---------- Supplied data ----------

PR #2006, opened 2017-02-10
coverage++

Kriechi:


mitmproxy/net/http/request.py
```diff
@@ -396,10 +396,7 @@ def multipart_form(self):
     def _get_multipart_form(self):
         is_valid_content_type = "multipart/form-data" in self.headers.get("content-type", "").lower()
         if is_valid_content_type:
-            try:
```
mhils: Are you sure this cannot fail?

----------

# To do
Each line in the listing is to be returned exactly.

# The answer
PR #2006, opened 2017-02-10
coverage++

Kriechi:


mitmproxy/net/http/request.py
```diff
@@ -396,10 +396,7 @@ def multipart_form(self):
     def _get_multipart_form(self):
         is_valid_content_type = "multipart/form-data" in self.headers.get("content-type", "").lower()
         if is_valid_content_type:
-            try:
```
mhils: Are you sure this cannot fail?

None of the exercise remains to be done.